- _Problem to work on_
Reproduce all entries precisely, down to the last character.

━━━━━ Dataset extract ━━━━━

PR #571, opened 2022-03-23
fix order of columns in __getitem__

KathiaBarahona:
DataFrame should respect the order of selected columns in __getitems__ when a list is passed.

### DIFF
--- a/bach/bach/dataframe.py
+++ b/bach/bach/dataframe.py
@@ -1039,7 +1039,12 @@ class DataFrame:
             key_set = set(key)
             if not key_set.issubset(set(self.data_columns)):
                 raise KeyError(f"Keys {key_set.difference(set(self.data_columns))} not in data_columns")
-            selected_data = {key: data for key, data in self.data.items() if key in key_set}
+
+            if isinstance(key, set):
+                selected_data = {col: data for col, data in self.data.items() if col in key_set}
+            else:
+                # should change order of columns in select
+                selected_data = {col: self.data[col] for col in key}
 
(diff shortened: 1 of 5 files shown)


bach/bach/dataframe.py
```diff
@@ -1039,7 +1039,12 @@ def __getitem__(self, key):
             key_set = set(key)
             if not key_set.issubset(set(self.data_columns)):
                 raise KeyError(f"Keys {key_set.difference(set(self.data_columns))} not in data_columns")
-            selected_data = {key: data for key, data in self.data.items() if key in key_set}
+
+            if isinstance(key, set):
+                selected_data = {col: data for col, data in self.data.items() if col in key_set}
+            else:
+                # should change order of columns in select
+                selected_data = {col: self.data[col] for col in key}
```
jansentom, line 1047: I think it would be more easy to read if you'd create a new top-level `if isinstance(key, list)` for this case? It does not use any of the code in the combined one anyway.

jansentom (commented):
One comment, rest makes sense to me

bach/bach/dataframe.py
KathiaBarahona: yeh, but will have to duplicate the same logic of:
```python
    key_set = set(key)
    if not key_set.issubset(set(self.data_columns)):
        raise KeyError(f"Keys {key_set.difference(set(self.data_columns))} not in data_columns")
```

jansentom: yeah, true. That'd be lame. Let's leave it like this.

PR #572, opened 2022-03-23
Support of ``DataFrame.get_dummies`` and ``SeriesString.get_dummies``

KathiaBarahona:
Works similar as `Pandas.get_dummies`, main difference is that we always add a `prefix`, this is mainly because we don't know the values during runtime.

Also not supporting `sparse` (we just cannot)
and not supporting `drop_first` (doesn't make much sense IMHO) @hendrik-obj do you consider we might need it in a future?


bach/bach/dataframe.py
```diff
@@ -3055,6 +3055,88 @@ def unstack(
 
         return df.fillna(value=fill_value)
 
+    def get_dummies(
+        self,
+        prefix: Optional[Union[str, List[str], Dict[str, str]]] = None,
+        prefix_sep: str = '_',
+        dummy_na: bool = False,
+        columns: Optional[List[str]] = None,
+        dtype: str = 'int64',
```
KathiaBarahona, line 3064: should we limit `dtype` to: `string, int64, float64`? Doesn't make much sense allowing other dtypes. Also we can fill nulls with '' in case `dtype==string` (that is what pandas does)

jansentom (approved):
Nice feature, I think it's very well done like this. @hendrik-obj should have a look as well though.

PR #578, opened 2022-03-28
Support ```DataFrame.minmax_scale```

KathiaBarahona:
Similar to #574 . Based on https://scikit-learn.org/stable/modules/generated/sklearn.preprocessing.minmax_scale.html#sklearn.preprocessing.minmax_scale

### DIFF
--- a/bach/bach/dataframe.py
+++ b/bach/bach/dataframe.py
@@ -3030,16 +3030,41 @@ class DataFrame:
 
     def minmax_scale(self, feature_range: Tuple[int, int] = (0, 1)) -> 'DataFrame':
         """
-        Scales all numeric series based on a given range. The transformation to be performed per series
-        is as follows:
-        .. code-block:: python
-            feature_std = (feature - min_feature) / (max_feature - min_feature)
+        Scales all numeric series based on a given range.
 
-            # min, max = feature_range
-            scaled_feature = feature_std * (max - min) + min
-
-        :param feature_range: ```tuple(min, max)``` desired range to use for scaling.
+        :param feature_range: ``tuple(min, max)`` desired range to use for scaling.
         :return: DataFrame
+
+        Each transformation per feature is performed as follows:
+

━━━━━

- _Response to the exercise_
PR #571, opened 2022-03-23
fix order of columns in __getitem__

KathiaBarahona:
DataFrame should respect the order of selected columns in __getitems__ when a list is passed.

### DIFF
--- a/bach/bach/dataframe.py
+++ b/bach/bach/dataframe.py
@@ -1039,7 +1039,12 @@ class DataFrame:
             key_set = set(key)
             if not key_set.issubset(set(self.data_columns)):
                 raise KeyError(f"Keys {key_set.difference(set(self.data_columns))} not in data_columns")
-            selected_data = {key: data for key, data in self.data.items() if key in key_set}
+
+            if isinstance(key, set):
+                selected_data = {col: data for col, data in self.data.items() if col in key_set}
+            else:
+                # should change order of columns in select
+                selected_data = {col: self.data[col] for col in key}
 
(diff shortened: 1 of 5 files shown)


bach/bach/dataframe.py
```diff
@@ -1039,7 +1039,12 @@ def __getitem__(self, key):
             key_set = set(key)
             if not key_set.issubset(set(self.data_columns)):
                 raise KeyError(f"Keys {key_set.difference(set(self.data_columns))} not in data_columns")
-            selected_data = {key: data for key, data in self.data.items() if key in key_set}
+
+            if isinstance(key, set):
+                selected_data = {col: data for col, data in self.data.items() if col in key_set}
+            else:
+                # should change order of columns in select
+                selected_data = {col: self.data[col] for col in key}
```
jansentom, line 1047: I think it would be more easy to read if you'd create a new top-level `if isinstance(key, list)` for this case? It does not use any of the code in the combined one anyway.

jansentom (commented):
One comment, rest makes sense to me

bach/bach/dataframe.py
KathiaBarahona: yeh, but will have to duplicate the same logic of:
```python
    key_set = set(key)
    if not key_set.issubset(set(self.data_columns)):
        raise KeyError(f"Keys {key_set.difference(set(self.data_columns))} not in data_columns")
```

jansentom: yeah, true. That'd be lame. Let's leave it like this.

PR #572, opened 2022-03-23
Support of ``DataFrame.get_dummies`` and ``SeriesString.get_dummies``

KathiaBarahona:
Works similar as `Pandas.get_dummies`, main difference is that we always add a `prefix`, this is mainly because we don't know the values during runtime.

Also not supporting `sparse` (we just cannot)
and not supporting `drop_first` (doesn't make much sense IMHO) @hendrik-obj do you consider we might need it in a future?


bach/bach/dataframe.py
```diff
@@ -3055,6 +3055,88 @@ def unstack(
 
         return df.fillna(value=fill_value)
 
+    def get_dummies(
+        self,
+        prefix: Optional[Union[str, List[str], Dict[str, str]]] = None,
+        prefix_sep: str = '_',
+        dummy_na: bool = False,
+        columns: Optional[List[str]] = None,
+        dtype: str = 'int64',
```
KathiaBarahona, line 3064: should we limit `dtype` to: `string, int64, float64`? Doesn't make much sense allowing other dtypes. Also we can fill nulls with '' in case `dtype==string` (that is what pandas does)

jansentom (approved):
Nice feature, I think it's very well done like this. @hendrik-obj should have a look as well though.

PR #578, opened 2022-03-28
Support ```DataFrame.minmax_scale```

KathiaBarahona:
Similar to #574 . Based on https://scikit-learn.org/stable/modules/generated/sklearn.preprocessing.minmax_scale.html#sklearn.preprocessing.minmax_scale

### DIFF
--- a/bach/bach/dataframe.py
+++ b/bach/bach/dataframe.py
@@ -3030,16 +3030,41 @@ class DataFrame:
 
     def minmax_scale(self, feature_range: Tuple[int, int] = (0, 1)) -> 'DataFrame':
         """
-        Scales all numeric series based on a given range. The transformation to be performed per series
-        is as follows:
-        .. code-block:: python
-            feature_std = (feature - min_feature) / (max_feature - min_feature)
+        Scales all numeric series based on a given range.
 
-            # min, max = feature_range
-            scaled_feature = feature_std * (max - min) + min
-
-        :param feature_range: ```tuple(min, max)``` desired range to use for scaling.
+        :param feature_range: ``tuple(min, max)`` desired range to use for scaling.
         :return: DataFrame
+
+        Each transformation per feature is performed as follows:
+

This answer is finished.